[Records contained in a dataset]
PR #581, opened 2015-05-04
get mailbox status once for all boxes

DeepDiver1975:


DeepDiver1975:
@jancborchardt

jancborchardt:
:+1: everything still works

lib/account.php
```diff
@@ -123,6 +123,7 @@ public function createMailbox($mailBox) {
 		$conn->createMailbox($mailBox);
 		$this->mailboxes = null;
 
+//		$mailBox = \Horde_Imap_Client_Mailbox::get($mailBox, false)->utf7imap;
```
clementhk: I wonder where this is from, as I thought I've removed all utf7imap related code.

clementhk: Ohh this is a new line, not commenting out old lines..
We should remove this as it makes no sense, I think.

DeepDiver1975: indeed

jancborchardt: Just remove it ;) pull at https://github.com/owncloud/mail/pull/599

PR #587, opened 2015-05-04
add Mailvelope link to settings

jancborchardt:
Add link pointing to Mailvelope so people can use encrypted emails. Please review @DeepDiver1975 @toberndo @uggrock

### DIFF
--- a/css/mail.css
+++ b/css/mail.css
@@ -574,7 +574,20 @@
 	margin: 0 auto;
 }
 
-
+/* settings */
+.mailaccount-list .mail-account-name {
+	display: inline-block;
+	width: 90%;
+	overflow: hidden;
+	text-overflow: ellipsis;
+}
+.mailaccount-list .actions {
+	opacity: .5;
+}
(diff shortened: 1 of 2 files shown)


irgendwie:
Functional :+1:, still it's not very pretty :grin:

irgendwie:
How about adding a little lock icon next to "Add mail account", which shows the information in a tooltip or something? Instead of the plain text under the button?

zinks-:
Works, maybe we can pretty it up later? The account list should be clearly separated from it.
 (but :+1:)

DeepDiver1975:
@jancborchardt rebase please

DeepDiver1975:
rebased

DeepDiver1975:
I'm all in to merge this - we can still style it differently later :+1:

jancborchardt:
Yeah, I also think we can style it up later. Just having an icon with tooltip is too little I think. It’s the settings section after all.

PR #592, opened 2015-05-04
fix opacity & shading of several icons

jancborchardt:
Yeah I know @colmoneill maybe CSS preprocessing wouldn’t be such a bad idea. ;)

Please review @wurstchristoph @irgendwie @zinks- @Gomez

### DIFF
--- a/css/mail.css
+++ b/css/mail.css
@@ -265,8 +265,8 @@
 	bottom: 0;
 	right: 0;
 	padding: 20px;
-	-ms-filter: "progid:DXImageTransform.Microsoft.Alpha(Opacity=20)";
-	opacity: .2;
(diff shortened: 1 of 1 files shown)


zinks-:
Looks very nice, but this just struck me : why do we keep the 'delete' icon always visible and not the star ?

irgendwie:
Looks good! :+1:

jancborchardt:
@zinks- because the star icon is also an indicator and would otherwise only distinguish itself by color – not good for colorblind people (or also for everyone, because you need to actually look at the icon instead of only glancing). On top of that, delete is more often used than favoriting, and it needs to be usable on touchscreens – hence always shown instead of only on hover. Starring however suffices when only available for the currently active mail.

jancborchardt:
Only CSS –> not covered by tests –> merge. :)

PR #697, opened 2015-05-20
Fix iconv issue and allow proper display of some html messages

DeepDiver1975:
I had issues with displaying of email from codacy because of some character in the html body which could not be converted to utf-8 .

unit test included

@LukasReschke @irgendwie @zinks- @wurstchristoph please review - THX

### DIFF
--- a/lib/message.php
+++ b/lib/message.php
@@ -398,8 +398,18 @@ class Message {
 		return $data;
 	}
 
+	/**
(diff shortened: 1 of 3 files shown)


LukasReschke:
Makes sense :+1:

irgendwie:
:+1: should be fine!

PR #698, opened 2015-05-20
Change 'Save to Files' icon, add Archive icon

jancborchardt:
Please review @jviereck @sorglos @zinks- @biolumin

Before (looked like an »Upload« icon, thanks @jviereck for the feedback!):
capture du 2015-05-20 12 49 26
After:
capture du 2015-05-20 12 45 56

Archive icon:
capture du 2015-05-20 12 44 46


sorglos:
@jancborchardt: Both patches work as expected. Tested with oC 8.0.3.4 and 8.1.0.6. :+1:

jancborchardt:
@sorglos great, thank you for the review! You are also welcome in our IRC channel #owncloud-mail (on freenode) :)

biolumin:
What is the archive icon reference for?

jancborchardt:
@biolumin it’s an icon for the special folder »Archive« which exists for some servers if you archive stuff.

sorglos:
@biolumin: [IMAP LIST Extension for Special-Use Mailboxes](http://www.ietf.org/rfc/rfc6154.txt)
* \All
* \Archive
* \Drafts
* \Flagged
* \Junk
* \Sent
* \Trash

DeepDiver1975:
:+1:

biolumin:
I should have been more clear. I understand what and archive folder is, but why was it referenced for this job? It appears that this simple icon change had nothing to do with the archive folder or it's associated icon.

css/mail.css
```diff
@@ -602,6 +602,9 @@
 .icon-sent {
 	background-image: url('../img/sent.svg');
 }
+.icon-archive {
+	background-image: url('../img/archive.svg');
```
zinks-: @biolumin This merge is icon-related and adds the archive icon here (does this answer your question?)

biolumin: @zinks- Thanks for the clarification. I'm still familiarizing myself with the code, so I didn't realize that some things are integrated directly from core, like icons.css for example. It all makes sense now. :)

PR #703, opened 2015-05-20
'position: fixed' for new message button, fix #681

### LINKED ISSUE #681: Make 'New message' button static
If you have multiple accounts and/or accounts with many folders you often have to scroll down the folders list to get to the very last account. If you then want to compose a new mail, you have to scroll up again to be able to click the 'New message' button.

I think we should make the button static and scroll the folders list only

what do you think @jancborchardt?

jancborchardt:
Please review @wurstchristoph @Xenopathic @Henni @irgendwie :)

### DIFF
--- a/css/mail.css
+++ b/css/mail.css
@@ -301,7 +301,16 @@
 }
 
 /* editor */
-
+#mail-new-message-fixed {
+	position: fixed !important;
+	width: 241px !important;
+	z-index: 1;
+	padding-bottom: 12px;
+	background-color: rgba(245, 245, 245, .75);
+}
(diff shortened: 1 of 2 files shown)


biolumin:
You'll want to create a new div for the message button above the unordered list. The way this is implemented may display incorrectly across browsers because scroll bars have varying widths depending on the OS, browser make, and browser model.

jancborchardt:
@biolumin how will a new div outside solve that? (While not simply overlapping the scrollbar.)

irgendwie:
Works as expected.

PR #709, opened 2015-05-21
Abort message loading when the composer is being shown

### LINKED ISSUE #708: Message is loaded/rendered although 'New message' button was clicked
I found another timing issue: When you click the 'New message' button while a message is loaded, the composer is shown shortly and then replaced by the message.

Steps to reproduce:
- click a message in the message list
- while the message loads (spinner visible), click the 'New message' button
- the composer is shown shortly, but then replaced by the clicked message

Expected behavior:
The message load request is aborted and the composer view is shown

wurstchristoph:
fixes #708

### DIFF
--- a/js/mail.js
+++ b/js/mail.js
@@ -549,6 +549,14 @@ var Mail = {
 		openComposer: function(data) {
 			$('#mail_new_message').prop('disabled', true);
 
+			// Abort message loads
+			if (Mail.State.messageLoading !== null) {
+				Mail.State.messageLoading.abort();
+				$('iframe').parent().removeClass('icon-loading');
+				$('#mail-message').removeClass('icon-loading');
+				$('#mail_message').removeClass('icon-loading');
+			}
+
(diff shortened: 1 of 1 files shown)


irgendwie:
Problem:

If you click on a message (doesn't matter if it's text or html) and quickly click the "New message" Button, the spinner is **not** removed.
Meaning, you click the "New message" Button, before even the layout is loaded.

wurstchristoph:
@irgendwie It _should_ be fixed now

wurstchristoph:
@irgendwie @jancborchardt 
I updated the commit and fixed another issue: when clicking through messages fast, they are all rendered after each other when the request finishes. Previous message loading request should be aborted

jancborchardt:
:+1: looks good to me. :)

jancborchardt:
@irgendwie @Henni @colmoneill we need another review here. :)

colmoneill:
Yep this works great. :+1:

PR #711, opened 2015-05-21
add 'sentmail' to special folders detection

jancborchardt:
As talked about in https://github.com/owncloud/mail/issues/411#issuecomment-103142914, please review @MeCias @DeepDiver1975 @zinks-

### DIFF
--- a/lib/mailbox.php
+++ b/lib/mailbox.php
@@ -37,7 +37,7 @@ class Mailbox {
 	private $displayName;
 
 	/**
-	 * @var string 
+	 * @var string
 	 */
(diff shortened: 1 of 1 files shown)


MeCias:
No complains from my side, thank you for the work. :thumbsup:

zinks-:
:+1:

zinks-:
@jancborchardt  We should think about a setting, because these lists are going to grow!

jancborchardt:
@zinks- them growing is fine though. I don’t really see the need for a setting as we should fix this in the app for everyone. :)

PR #715, opened 2015-05-23
client-side message cache

wurstchristoph:
- [x] fetch first 10 messages of the active folder in background and cache them
- [x] additionally, cache 10 most recently loaded messages
- [ ] ~~cache HTML messages (HTML content)~~
- [x] automatically remove messages of deleted accounts
- [ ] automatically fetch new messages loaded in background

partially implements #480

### DIFF
--- a/js/mail.js
+++ b/js/mail.js
@@ -1,4 +1,4 @@
-/* global Handlebars, Marionette, Notification, relative_modified_date, formatDate, humanFileSize, views, OC */
+/* global Handlebars, Marionette, Notification, relative_modified_date, formatDate, humanFileSize, views, OC, _ */
 
 if (_.isUndefined(OC.Notification.showTemporary)) {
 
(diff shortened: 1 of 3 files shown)


wurstchristoph:
@LukasReschke is it save to cache the content of HTML messages (iframe)?

If the message is loaded for the first time, I would store the HTML content of the iframe to local storage. The next time it is loaded, I would load this HTML into the iframe directly.

LukasReschke:
This approach will basically render our in-depth CSP protection useless. Our current security model relies on:

1. The HTML sanitizer which tries to sanitize the HTML
2. The sanitized HTML is then put in a CSP protected iframe

With this change we're left with No. 1 as the CSP protection basically goes away. The reason behind our CSP protection is that we pretty much don't trust our HTML sanitizer because it's pretty easy to do things wrong there, that would have catastrophic consequences. With CSP an attacker can do nothing at all :-)

You can test this by modifying your local storage to have a `<script>alert(1)</script>`, you will see that the script gets executed. With our iframed HTML mails even JS like that doesn't get execute at all.

I thought about using an sandboxed iframe here and inject the data into the iframe. This would however not be possible without the same origin attribute which renders this pretty useless again. Seems like we need to come up with a workaround for CSP here as well.

What I can imagine is that it might be possible to have dummy endpoint that just serves our CSP policy and we load this endpoint (we can cache the endpoint using the browser HTTP cache by setting some caching headers) and then insert our HTML into this. Then it *may* be the chance that CSP also applies here :pray: – Let's dig deeper :beers:

irgendwie:
tried to produce some bugs but seems to work pretty good, merge-able! :+1:

Is it intended to only cache messages, which have been opened recently?
I thought of caching the 20 latest messages which have been received,
to speed up working with the latest received messages?

wurstchristoph:
@irgendwie thank you for reviewing! :)

Yes, this is intended. However, this is just 1 out of many strategies of choosing which messages to cache ;-)

irgendwie:
Yeah, thought so ;-) thanks for clarifying!

jancborchardt:
Similar to @irgendwie I'd also expext the last 20 _received_ messages to be cached. That's more important than caching messages which have already been opened I'd say. :)

wurstchristoph:
@irgendwie @jancborchardt I updated my PR (see description above)
I still like the idea of additionally caching most recently loaded messages as it speeds up switching back and forth between two or more messages even if they are not on the top :rocket: 

I also refactored where I thought it's needed: data management (fetching/caching) is now done in Mail.Communication. Therefore Mail.UI does only handle UI related stuff (that's what it really should do, nothing more) :wrench:

irgendwie:
I approve the newest change in your PR! :+1: Speeds things up for my working behavior.

Still I think you're right, that caching a few recently loaded messages would also speed things up for other working behaviors, so why not try a hybrid approach and cache the newest 20 messages **and** most recently used messages.

wurstchristoph:
@irgendwie thats' exactly what this PR does: cache 10 newest __and__ 10 most recently loaded messages ;-)

irgendwie:
Awesome! :-) I totally approve this!

Am 30. Mai 2015 12:25:04 MESZ, schrieb Christoph Wurst <notifications@github.com>:

jancborchardt:
Approving this behavior as well! :) - cant test cause vacation :^)

wurstchristoph:
> codacy/pr — Not so good... This commit quality could be better. 

What's the problem there? When I view the details, there's nothing listed. Can I ignore that @DeepDiver1975?

wurstchristoph:
I'll implement "automatically fetch new messages loaded in background" in another PR as this one is rather big. Let's do it step by step :)

jancborchardt:
So merge? Or last rwview @Deepdiver1975

jancborchardt:
@DeepDiver1975 @zinks- @AidanAmavi another review? :)

aidanamavi:
:+1: Works well.

DeepDiver1975:
Wow - impressive!  Thanks. 

I have only one issue: all message loading code should live in the backbone collection for messages (somehow).

This change is an improvement for now but we might want to move/change it in the future. 

:+1:

PR #736, opened 2015-05-27
prefill cc from draft if set

### LINKED ISSUE #619: cc is not filling in from draft
#613 tried to fix cc problem but it didn't fix the whole thing.
I think `value="{{replyCc}}"` was introduced from filling in cc from draft, but the problem is that `replyCc` is not a list. I think to fix it down to the bottom we need to make draft in local storage to store CC in list, then use is directly, or parse what is stored to make it a list, then fill it in.

wurstchristoph:
fixes #619

@clementhk

### DIFF
--- a/js/mail.js
+++ b/js/mail.js
@@ -292,6 +292,22 @@ var Mail = {
 				return str;
 			});
 
+			Handlebars.registerHelper("ifHasCC", function (cc, ccList, options) {
+				if (!_.isUndefined(cc) || !_.isUndefined(ccList)) {
+					return options.fn(this);
+				} else {
+					return options.inverse(this);
+				}
+			});
+
+			Handlebars.registerHelper("unlessHasCC", function (cc, ccList, options) {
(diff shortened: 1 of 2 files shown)


clementhk:
Ok I would prefer to cache cc as list so it uses the method to print, but this should work.

Review-by: me.

js/mail.js
```diff
@@ -292,6 +292,22 @@ var Mail = {
 				return str;
 			});
 
+			Handlebars.registerHelper("ifHasCC", function (cc, ccList, options) {
+				if ((cc !== undefined) || (ccList !== undefined)) {
```
DeepDiver1975: I prefer the use of _.isUndefined() - compare more reliably

wurstchristoph:
@DeepDiver1975 updated my PR. Please review again ;-)

jancborchardt:
@clementhk is this now cool from your POV as well? And @DeepDiver1975?

DeepDiver1975:
:+1:

Issue #614, opened 2015-05-05
'Delete permanently' tipsy not shown for next message


wurstchristoph:
The tipsy should be shown for the next message in the message list if one clicks the trash icon.

Steps to reproduce
- go to trash folder
- click  trash icon of a message (not the first one)
- watch how it vanishes and the next one comes up
- the next messages tipsy should be shown, even if you don't move your cursor

There is no issue when deleting the first message in the list, the next tipsy is shown immediately.

tipsy was introduced here https://github.com/owncloud/mail/pull/574

jancborchardt:
@irgendwie can you check that out? :)

PR #741, opened 2015-06-01
Fix tipsy not shown for next message in trash

irgendwie:
Fix for bug #614.
Seems like it's a jQuery bug?!

@wurstchristoph @jancborchardt review please!

### DIFF
--- a/js/views/message.js
+++ b/js/views/message.js
@@ -105,6 +105,9 @@ views.Message = Backbone.Marionette.ItemView.extend({
 					Mail.UI.openMessage(nextMessage.id);
 				}
 			}
+			// manually trigger mouseover event for current mouse position
+			// in order to create a tipsy for the next message if needed
+			$(document.elementFromPoint(event.clientX, event.clientY)).trigger('mouseover');
 		});
 
 		// really delete the message


irgendwie:
Ok, doesn't seem like a jQuery bug and more like the tipsy is generated, but at the wrong location. (Probably a compatibility issue between the tipsies and jQuery)

After the slideup function call, we delete every tipsy, which leads to no tipsy at all for the next message, because the mouseover event was already called.
I solved this by manually calling the mouseover event for the current mouse position, which leads to a correct placed tipsy for the next message in the list (and only if the mouse is over the element of course).

Gomez:
Is this still valid? I dont  get "Delete permanently" at all in trash?

irgendwie:
@Gomez There should be tipsies in the trash! For Firefox and Chrome, they are visible with the current master for me!

Gomez:
@irgendwie Hmm, would you send me a screenshot?

irgendwie:
@Gomez 

tipsy

jancborchardt:
Fixes #614 :+1: good stuff! :)

jancborchardt:
(And yeah, I do get tipsies in the Trash as intended.)

Gomez:
No tipsies for me. And the original-title text is missing. Maybe something with special folders?

```
<div original-title="" class="icon-delete action delete"></div>
```

jancborchardt:
original-title is getting filled in by Tipsy normally, from the »title« attribute. Any JS errors? Does it work with another account or in another browser?

wurstchristoph:
:+1: fixes it!

Gomez:
@jancborchardt No Tipsy for me :( Let us look at the next meetup...

jancborchardt:
@Gomez you and you strange custom setups ;)

Gomez:
@jancborchardt You and your average/simple/boring setups :)

PR #748, opened 2015-06-06
[WIP] Threaded message view

DeepDiver1975:
refs #21

Conversations/threads will be tough to implement.

TODO:
- [ ] unread flag has to be calculated based on all thread members
- [ ] no more mark-as-read on simple click
- [ ] change detection has to be redone - e.g. logic of adding new messages
- [ ] elaborate on how to get the full conversation for each loaded message 
- [ ] how does reply/forward fit into the threaded view
- [ ] ....

I'd say this is a complete topic on it's own -> 0.3

@jancborchardt

### DIFF
--- a/css/mail.css
+++ b/css/mail.css
@@ -266,6 +266,13 @@
 	margin-left: 37px;
 }
 
+.mail_message_summary_thread_count {
+	display: initial;
+	position: absolute;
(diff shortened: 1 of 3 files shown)


Gomez:
Outdated, lets discuss further in #21

PR #1550, opened 2016-07-07
smoother transition when adding another account

ChristophWurst:
this hides the message/folder content while loading the new account and shows a nice loading spinner instead.


Gomez:
:+1:

PR #1555, opened 2016-07-07
use 'mail' instead of 'Mail' for bower to prevent warning

ChristophWurst:
Fixes ```bower                     invalid-meta The "name" is recommended to be lowercase, can contain digits, dots, dashes```


Gomez:
Yes, warning gone. :+1:

PR #1570, opened 2016-07-21
restore setup view state only on error

### LINKED ISSUE #1565: TypeError: _this.ui.iconLoading.hide is not a function
Happens while adding a (second) account:
bildschirmfoto von 2016-07-17 16-37-13

ChristophWurst:
if the setup was successful, we replace the setup view with a loading view.

fixes #1565

### DIFF
--- a/js/views/setup.js
+++ b/js/views/setup.js
@@ -160,13 +160,10 @@ define(function(require) {
 				});
 			});
 
-			$.when(creatingAccount).fail(function(error) {
-				Radio.ui.trigger('error:show', error);
-			});
-
 			var _this = this;
-			$.when(creatingAccount).always(function() {
+			$.when(creatingAccount).fail(function(error) {
 				_this.loading = false;
+				Radio.ui.trigger('error:show', error);
 				_this.ui.iconLoading.hide();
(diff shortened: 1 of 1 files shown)


ChristophWurst:
blocked CI-wise by https://github.com/owncloud/mail/pull/1571

ChristophWurst:
@jancborchardt test this please

ChristophWurst:
@owncloud/mail I need some review power on this :-)

jancborchardt:
Do we have some @owncloud/mail folks who want to test this as well? :) Come join the fun, Mail app development is at a fast pace!

jancborchardt:
@haseebeqx @Scheirle you up for testing this? :)

tahaalibra:
Great, Everything works fine. Just 1 thing i want to confirm that is on adding an account B, when a previous account A is already there, then on success the loading view loads account A. After adding a new account should we load the "All Inboxes" or the New Account that is added

ChristophWurst:
@tahaalibra good point. We shoud definitely either load the unified inbox or the newly added account

jancborchardt:
Yeah, good point – I’d say we should load the unified inbox. :)

PR #1573, opened 2016-07-22
increase min core version to 9.0 and remove all version hacks

### LINKED ISSUE #1572: Drop support for old ownCloud core versions
At the moment, we support 6 major versions of ownCloud. See https://github.com/owncloud/mail/blob/1b3c2438a85ea87cdb1efdba550b9c095b8dad87/appinfo/info.xml#L13

This means that in theory we have to manually test PRs and releases for several ownCloud versions. In practice, this does not happen. I'm developing on core master and occasionally I test stable releases on my production system (mostly the newest stable release of oc). Additionally the list of beta testers is really short, hence I don't feel comfortable specifying that this app works on older releases too.

From a technical point of view we could move forward faster and we'd have to make fewer (or maybe no) version hacks anymore and use the newer features/APIs oc/nc provides.

Therefore I would like to propose that we stop supporting older releases as long as this app in development. How about targeting 9.1 and master only?

cc @Gomez @DeepDiver1975 @jancborchardt @irgendwie @tahaalibra

ChristophWurst:
fixes #1572

TODO:
- [x] manual testing

### DIFF
--- a/lib/controller/pagecontroller.php
+++ b/lib/controller/pagecontroller.php
@@ -77,10 +77,8 @@ class PageController extends Controller {
 	 * @return TemplateResponse renders the index page
 	 */
 	public function index() {
-		// TODO: remove DEBUG constant check once minimum oc
-		// core version >= 8.2, see https://github.com/owncloud/core/pull/18510
 		$response = new TemplateResponse($this->appName, 'index', [
-			'debug' => (defined('DEBUG') && DEBUG) || $this->config->getSystemValue('debug', false),
+			'debug' => $this->config->getSystemValue('debug', false),
 			'app-version' => $this->config->getAppValue('mail', 'installed_version'),
 		]);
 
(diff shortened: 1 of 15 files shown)


lib/controller/pagecontroller.php
```diff
@@ -77,14 +77,11 @@ public function __construct($appName, IRequest $request, MailAccountMapper $mail
 	 * @return TemplateResponse renders the index page
 	 */
 	public function index() {
-		$coreVersion = $this->config->getSystemValue('version', '0.0.0');
-		$hasDavSupport = (int) version_compare($coreVersion, '9.0.0', '>=');
 		// TODO: remove DEBUG constant check once minimum oc
 		// core version >= 8.2, see https://github.com/owncloud/core/pull/18510
```
ChristophWurst: - [ ] TODO: remove

ChristophWurst:
rescheduled for 0.6 as this potentially breaks stuff.

jancborchardt:
Just remembered that if we do this we can also switch from `#mail-messages` to the standard `#app-content-list` from apps.css, as well as to `#app-content-detail`. Just like in Contacts.

ChristophWurst:
Did some manual testing and could not find any issues so far

jancborchardt:
Works! :+1:

PR #1579, opened 2016-07-28
remove 'Check messages' button and add scroll-to-refresh and shortcut

ChristophWurst:
TODO:
- [x] loading animation should be fixed (also shown when list is scrolled down)
- [x] weird bug causes a pagination request when scrolling down

### DIFF
--- a/css/mail.css
+++ b/css/mail.css
@@ -259,7 +259,11 @@
 	overflow-x: hidden;
 	overflow-y: auto;
 }
-#load-new-mail-messages,
+#mail-message-list-loading {
+	position: absolute;
+	width: 100%;
+	height: 40px;
+}
 #load-more-mail-messages {
 	display: none;
 	margin: 10px auto;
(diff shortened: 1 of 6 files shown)


ChristophWurst:
bildschirmfoto von 2016-07-28 15-40-46
@skjnldsv could you help with the CSS please? The spinner is not 100% centered, I guess we need some flexbox magic for the message-list and message content, so we can position that spinner absolute. Do you have an idea how to do that? :-)

ChristophWurst:
:+1: for jan's part

jancborchardt:
:+1: for the whole thing :) very nice and finally that button is gone!

jancborchardt:
@skjnldsv if you want to play around with some flexbox stuff, feel free. :)

jancborchardt:
And cc @BernhardPosselt @cosenal on this. ;) For the Mail app we’ll try to get pull/scroll to refresh right. Maybe if we succeed this is interesting for the News app too. And we have the `r` shortcut for refreshing as well.

PR #1580, opened 2016-07-28
introduce very slight gradient for message header to get rid of hard border

jancborchardt:
@ChristophWurst as I showed you. Very very slight and barely noticeable, but a nice detail. ;)


ChristophWurst:
:+1:

PR #1581, opened 2016-07-28
fix messages pagination

ChristophWurst:
fixes the following bugs:
- pagination works again (next messages are added and the old ones are not removed)
- when reloading the list, some browsers scroll to the top (e.g. FF), where we now discard the first scroll event to prevent double reloading

@jancborchardt @Gomez @owncloud/mail


jancborchardt:
Nice! :+1:

PR #1582, opened 2016-07-28
add slight loading gradient, and use same spinner below

jancborchardt:
As discussed @ChristophWurst – very slight gradient behind the »check messages« spinner, and using the small spinner below as well.


ChristophWurst:
:+1: looks nicer

PR #1584, opened 2016-07-28
show only one spinner when loading the next page

ChristophWurst:
@jancborchardt as requested


ChristophWurst:
note that pagination is still kind of broken until https://github.com/owncloud/mail/pull/1581 was merged

jancborchardt:
Nice :+1:

PR #1587, opened 2016-07-29
Current message object ref

ChristophWurst:
This simply saves the message object reference instead of only the ID. This will be helpful for the features are am planning to add soon.


jancborchardt:
Seems to not entirely break anything. ;) :+1:

PR #252, opened 2020-03-13
Display the target port and master data directory after finalize.

berlin-ab:


cli/commanders/steps.go
```diff
@@ -134,20 +135,36 @@ func Finalize(client idl.CliToHubClient, verbose bool) error {
 		return err
 	}
 
-	err = UILoop(stream, verbose)
+	dataMap, err := UILoop(stream, verbose)
 	if err != nil {
 		return xerrors.Errorf("Finalize: %w", err)
 	}
 
+	port, portOk := dataMap[hub.UIFinalizeTargetPort]
```
berlin-ab: I'd like to push these constant values into the `idl` if possible.

hub/config.go
```diff
@@ -40,6 +40,8 @@ func (s *Server) GetConfig(ctx context.Context, in *idl.GetConfigRequest) (*idl.
 		resp.Value = s.Target.BinDir
 	case "target-datadir":
 		resp.Value = s.Target.MasterDataDir()
+	case "target-port":
```
berlin-ab: We ended up not using this. We should probably remove it.

jchampio:
High-level -- did the execute step's strategy for displaying the port and datadir not work here?

hub/config.go
berlin-ab: Done.

berlin-ab:
> High-level -- did the execute step's strategy for displaying the port and datadir not work here?

We weren't aware that it existed. We thought that the owner of that data should be the hub, and we didn't a way of getting it from the hub already.

jchampio:
I like the re-decoupling of the client and hub introduced here. I am concerned that we've reimplemented [gRPC metadata](https://github.com/grpc/grpc-go/blob/master/Documentation/grpc-metadata.md) though.

berlin-ab:
> I like the re-decoupling of the client and hub introduced here. I am concerned that we've reimplemented [gRPC metadata](https://github.com/grpc/grpc-go/blob/master/Documentation/grpc-metadata.md) though.

gRPC metadata seems like it is a very sophisticated solution where a `map[string]string` would do. It looks like it was made for a different usecase in mind.

cli/commanders/steps.go
```diff
@@ -92,17 +89,12 @@ func Execute(client idl.CliToHubClient, verbose bool) error {
...
 		return xerrors.Errorf("Execute: %w", err)
 	}
 
-	path := filepath.Join(utils.GetStateDir(), hub.ConfigFileName)
-	conf := &hub.Config{}
-	err = hub.LoadConfig(conf, path)
-	if err != nil {
-		return err
-	}
+	port, datadir, err := extractTargetClusterInfo(dataMap)
```
dkrieger-pvtl: You should check the error code here, as is done in Finalize().  Otherwise, a user get an empty string for both port and datadir.  In other words, please add this code snippet after this function:
```go
	port, datadir, err := extractTargetClusterInfo(dataMap)

	if err != nil {
		return xerrors.Errorf("Execute: %w", err)
	}
```

berlin-ab: Nice catch.

cli/commanders/steps.go
```diff
@@ -191,6 +209,13 @@ func UILoop(stream receiver, verbose bool) error {
 				fmt.Println()
 			}
 
+		case *idl.Message_Response:
+			// NOTE: the latest message will clobber earlier keys
+			// todo: should we throw an error when a collision occurs?
```
dkrieger-pvtl: For now, the protocol is that a given step returns at most one `Response`.  So I think this `todo` is moot and can be removed...the `NOTE` is enough.

berlin-ab: Thanks. removed.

# What to work on
Scan the data for lines containing "getSystemValue" and copy all of them.

# Exercise result
-			'debug' => (defined('DEBUG') && DEBUG) || $this->config->getSystemValue('debug', false),
+			'debug' => $this->config->getSystemValue('debug', false),
-		$coreVersion = $this->config->getSystemValue('version', '0.0.0');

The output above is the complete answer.